Spatial–Temporal Distribution Characteristics of PM2.5 in China in 2016

Abstract

Air pollution in China, mainly caused by PM2.5, has become worse in recent years. Large-scale studies on spatial–temporal distribution characteristics of PM2.5 in China have been carried out. Little research was focused on nationwide China, and most previous studies have paid little attention to western China. Based on the observed PM2.5 concentration sample data in 2016 from 1445 air monitoring sites in 367 cities, our research reveals the spatial–temporal variations of PM2.5 concentrations and the possible impacting factors in China using spatial statistical and regression models.

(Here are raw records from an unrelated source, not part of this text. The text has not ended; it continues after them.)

PR #4062, opened 2025-08-22
Data structure library, phase 2

### LINKED ISSUE #4054: Phase 2 of data structure library
This is a continuation of https://github.com/nasa/fprime/issues/3545. Add the red-black tree implementation of set and map.

bocchino:
Adds set and map implementations based on a red-black tree.

Closes #4054.


bocchino:
I need to fix some comments that clang accepts and that gcc treats as illegal multiline comments.

Fw/DataStructures/RedBlackTreeSetOrMapImpl.hpp
```diff
@@ -0,0 +1,1699 @@
...
+    //! data must be aligned according to getByteArrayAlignment().
+    //! data must contain at least getByteArraySize(capacity) bytes.
+    void setStorage(ByteArray data,      //!< The data
+                    FwSizeType capacity  //!< The capacity
+    ) {
+        this->m_nodes.setStorage(data, capacity);
+        const auto nodesSize = Nodes::getByteArraySize(capacity);
+        // Compute the nearest offset at or after nodesSize that is aligned for FreeNodes
+        const auto freeNodesAlignment = FreeNodes::getByteArrayAlignment();
+        const U8 modulus = nodesSize % freeNodesAlignment;
```
LeStarch, line 402: I don't follow this modulus/alignment algorithm.

Fw/DataStructures/RedBlackTreeSetOrMapImpl.hpp
```diff
@@ -0,0 +1,1699 @@
...
+                done = true;
+                break;
+            }
+            const auto& entryKey = this->m_nodes[child].m_entry.getKeyOrElement();
+            if (keyOrElement == entryKey) {
+                result = Success::SUCCESS;
+                node = child;
+                done = true;
+                break;
+            } else if (keyOrElement < entryKey) {
```
LeStarch, line 470: Review note for further confirmation, "LEFT" is defined as strictly less than.

Fw/DataStructures/RedBlackTreeSetOrMapImpl.hpp
```diff
@@ -0,0 +1,1699 @@
...
+                     Direction& direction     //!< The direction (output)
+    ) const {
+        auto result = Success::FAILURE;
+        auto parent = Node::NONE;
+        auto child = this->m_root;
+        const auto capacity = this->getCapacity();
+        bool done = (capacity == 0);
+        for (FwSizeType i = 0; i < capacity; i++) {
+            if (child == Node::NONE) {
+                node = parent;
```
LeStarch, line 460: Why is this assignment necessary?  In the failure case, do we guarantee anything?

Fw/DataStructures/RedBlackTreeSetOrMapImpl.hpp
```diff
@@ -0,0 +1,1699 @@
...
+    //! at the root of the tree, and direction is ignored.
+    //!
+    //! It is not permissible for node to be NONE.
+    void insertNode(Index node,          //!< The node to insert
+                    Index parent,        //!< The new parent
+                    Direction direction  //!< The direction under the new parent
+    ) {
+        // We assume (1) that the tree is a red-black tree, (2) that parent is NONE or
+        // the child of parent in the direction `direction` is NONE, and (3) that
+        // both children of node are NONE.
```
LeStarch, line 535: Should we assert on assertion 2, assertion 3, here?

Fw/DataStructures/RedBlackTreeSetOrMapImpl.hpp
```diff
@@ -0,0 +1,1699 @@
...
+
+    //! This function performs a left or right rotation on the subtree whose
+    //! root is node. The following invariants must hold on entry to this
+    //! function, or an assertion failure will occur:
+    //!
+    //! 1. node must not be NONE.
+    //!
+    //! 2. The child of node in the direction opposite direction must not be
+    //!    NONE.
+    void rotateSubtree(Index node,          //!< The node index
```
LeStarch, line 1670: Here we do not assert on the preconditions:

1. node must not be none.
2. Child of node in opposite direction must not be none.

Should we therefore add:
```
FW_ASSERT(node != Node::NONE);
const auto newRoot = this->m_nodes[node].getChild(oppositeDirection);
FW_ASSERT(newRoot != Node::NONE);
```

Fw/DataStructures/RedBlackTreeSetOrMapImpl.hpp
```diff
@@ -0,0 +1,1699 @@
...
+            child = this->m_nodes[child].getChild(direction);
+        }
+        FW_ASSERT(done == true);
+        return node;
+    }
+
+    //! Get the parent direction for a node, i.e., the direction (left or
+    //! right) to follow from the parent of node to get to node. node must not be
+    //! NONE. The parent of node must not be NONE.
+    Direction getParentDirection(Index node  //!< The node index
```
LeStarch: Might this be better named `getDirectionFromParent`?

Fw/DataStructures/RedBlackTreeSetOrMapImpl.hpp
```diff
@@ -0,0 +1,1699 @@
...
+        }
+    }
+
+    //! This function removes a node of the tree with exactly one child. node
+    //! stores the node to remove. It must not be NONE. direction stores the
+    //! direction of the child.
+    void removeNodeWithOneChild(Index node,          //!< The node
+                                Direction direction  //!< The direction of the child
+    ) {
+        FW_ASSERT(this->m_nodes[node].m_color == Color::BLACK,
```
LeStarch, line 1618: We assert here that the color must be BLACK, however, this is not specified in the comment above.  We do not assert on the commented invariant.

Fw/DataStructures/RedBlackTreeSetOrMapImpl.hpp
```diff
@@ -0,0 +1,1699 @@
...
+                  static_cast<FwAssertArgType>(this->m_nodes[node].m_color));
+        const auto parent = this->m_nodes[node].m_parent;
+        const auto child = this->m_nodes[node].getChild(direction);
+        FW_ASSERT(this->m_nodes[child].m_color == Color::RED,
```
LeStarch, line 1622: Another invariant not described but that makes sense.

Fw/DataStructures/RedBlackTreeSetOrMapImpl.hpp
```diff
@@ -0,0 +1,1699 @@
...
+                    //                     |      |
+                    //                     V      V
+                    //             ------------------------
+                    //             |                      |
+                    //             |  black height i + 1  |
+                    //             |                      |
+                    //             ------------------------
+                    */
+                    this->removeBlackLeafNodeHelper2(parent, sibling, distantNephew, direction);
+                    // The subtree has this shape. The entire tree is a valid red-black tree.
```
LeStarch, line 1029: I'd expect a "done" and "break" if we are a valid sub tree per this comment.

LeStarch: After re-review, I believe that the tree is valid, therefore we should mark `done = true` and break at this line

Fw/DataStructures/RedBlackTreeSetOrMapImpl.hpp
```diff
@@ -0,0 +1,1699 @@
...
+                    //                       |      |
+                    //                       V      V
+                    //               ------------------------
+                    //               |                      |
+                    //               |  black height i + 1  |
+                    //               |                      |
+                    //               -----------------------
+                    */
+                    this->removeBlackLeafNodeHelper2(parent, sibling, distantNephew, direction);
+                    // The subtree has this shape. The entire tree is a valid red-black tree.
```
LeStarch, line 1149: Expect `done = true; break`

Fw/DataStructures/RedBlackTreeSetOrMapImpl.hpp
```diff
@@ -0,0 +1,1699 @@
...
+                    //                     |      |                         |      |
+                    //                     V      V                         V      V
+                    //             ------------------------         ------------------------
+                    //             |                      |         |                      |
+                    //             |    black height i    |         |    black height i    |
+                    //             |                      |         |                      |
+                    //             ------------------------         ------------------------
+                    */
+                }
+                done = true;
```
LeStarch: Don't we want a break here?

LeStarch: Technically, the break is at the end, but still with all the comments done && break seems clearer.

Fw/DataStructures/RedBlackTreeSetOrMapImpl.hpp
LeStarch: Also, the MD file should say done = true.

Fw/DataStructures/RedBlackTreeSetOrMapImpl.hpp
```diff
@@ -0,0 +1,1699 @@
...
+                //           |      |                    |     |
+                //           |      |                    |     |
+                //           V      V                    V     V
+                //   ------------------------   ------------------------
+                //   |                      |   |                      |
+                //   |  black height i + 1  |   |  black height i + 1  |
+                //   |                      |   |                      |
+                //   ------------------------   ------------------------
+                */
+                done = true;
```
LeStarch, line 1290: break?

Fw/DataStructures/RedBlackTreeSetOrMapImpl.hpp
```diff
@@ -0,0 +1,1699 @@
...
```
LeStarch, line 1384: break

Fw/DataStructures/RedBlackTreeSetOrMapImpl.hpp
```diff
@@ -0,0 +1,1699 @@
...
+            } else if (this->getNodeColor(parent) == Color::RED) {
+                this->m_nodes[sibling].m_color = Color::RED;
```
LeStarch, line 1387: Missed the start diagram in this case.

LeStarch (changes requested):
There are several issues that must be addressed:
1. There are several cases in `removeBlackLeafNode` that result in a valid RBT but do not set done.
2. I prefer to set done and break in each step rather than setting done and deferring break to a further if
3.  Many commented invariants aren't check by FW_ASSERT but some are.  I'd feel more warm-fuzzies if we asserted every invariant as commented.  I assume this was for efficiency and would acquiesce. 

There are some minor problems:
1. The two helper function are hard.  Each time I saw them I had to re-read what they do to ensure it was expected because the name was in-descriptive.

Good new, I am convinced that this is a RBT implementation!  Fantastic!

Fw/DataStructures/RedBlackTreeSetOrMapImpl.hpp
LeStarch: Equality is not an issue, as the key would be in the tree already.

Fw/DataStructures/RedBlackTreeSetOrMapImpl.hpp
bocchino: OK. It's the same as the one below, with two different node colors. I thought it wasn't necessary to replicate the diagram.

Fw/DataStructures/RedBlackTreeSetOrMapImpl.hpp
bocchino: `node` is an output parameter. So this assignment provides function output.

Fw/DataStructures/RedBlackTreeSetOrMapImpl.hpp
bocchino: A node with one child must be black according to the red-black tree properties. The access `m_nodes[node]` implicitly asserts the invariant, because if `node == NONE` then an out-of-bounds access will occur, causing an assertion failure.

Fw/DataStructures/RedBlackTreeSetOrMapImpl.hpp
bocchino: > node must not be none.

This is asserted by the access `m_nodes[none]`.

> Child of node in opposite direction must not be none.

This is asserted by the access `m_nodes[newRoot]`.

Fw/DataStructures/RedBlackTreeSetOrMapImpl.hpp
bocchino: I don't follow this comment.

Fw/DataStructures/RedBlackTreeSetOrMapImpl.hpp
bocchino: Fixed.

Fw/DataStructures/RedBlackTreeSetOrMapImpl.hpp
bocchino: Fixed.

Fw/DataStructures/RedBlackTreeSetOrMapImpl.hpp
bocchino: Fixed.

Fw/DataStructures/RedBlackTreeSetOrMapImpl.hpp
bocchino: Fixed.

Fw/DataStructures/RedBlackTreeSetOrMapImpl.hpp
bocchino: Fixed.

Fw/DataStructures/RedBlackTreeSetOrMapImpl.hpp
bocchino: Fixed.

Fw/DataStructures/RedBlackTreeSetOrMapImpl.hpp
bocchino: Fixed.

Fw/DataStructures/RedBlackTreeSetOrMapImpl.hpp
bocchino: I added a comment stating why the node must be black.

bocchino:
@thomas-bc I replaced the png files with svg per your suggestion.

bocchino:
@LeStarch I closed all the comments except two, which require further discussion.

Fw/DataStructures/RedBlackTreeSetOrMapImpl.hpp
bocchino: After discussion, I'll add a comment to the assertion.

bocchino: I revised the comment to explain why the child must be red.

bocchino:
@LeStarch I have addressed all the comments.

LeStarch (dismissed):

LeStarch:
Nice work!

bocchino:
Thanks, Michael!

LeStarch (dismissed):

LeStarch (approved):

The results show that (1) PM2.5 concentrations varied hourly, daily, monthly, and seasonally. The hourly averaged values have two peaks and two valleys every day; the daily and monthly averaged values show U-shaped patterns; and the seasonal averaged values are high in winter but low in summer, with spring and autumn somewhere in between. (2) The Huanyong Line is the E–W dividing boundary between high and low pollution values in China; the Yangtze River and the second ladder dividing line in the east and west of Hu Huanyong Line are the respective S–N dividing boundaries. (3) The concentration of PM2.5 shows a significant clustering pattern in Xinjiang and the North China Plain, as the centers of the dual core of the “hot spots”. The “cold spots” consist of the southeast coastal areas, Tibet, and several other cities with good air quality. The warm temperate zones and subtropical regions are places for hot spots and cold spots, whose rankings and locations are both very sensitive to temperature. (4) China’s air quality is good in the first half of the year and becomes worse in the second half. The spatial distribution of PM2.5 concentrations mainly follows a NE–SW direction, and the air quality in North China is significantly worse than that in the south. (5) The regression relation and spatial variability of PM2.5 pattern and its impacting factors are discussed from both global and local dimensions. Overall, if the aridity index, average annual temperature, industrial GDP, and road network density increased by 1%, PM2.5 concentrations would increase by 66.9, 35.7, 29.1, and 17.4%, respectively. From a local perspective, the positive and negative influences of each impacting factor exist, and the influence differs in different geographical locations.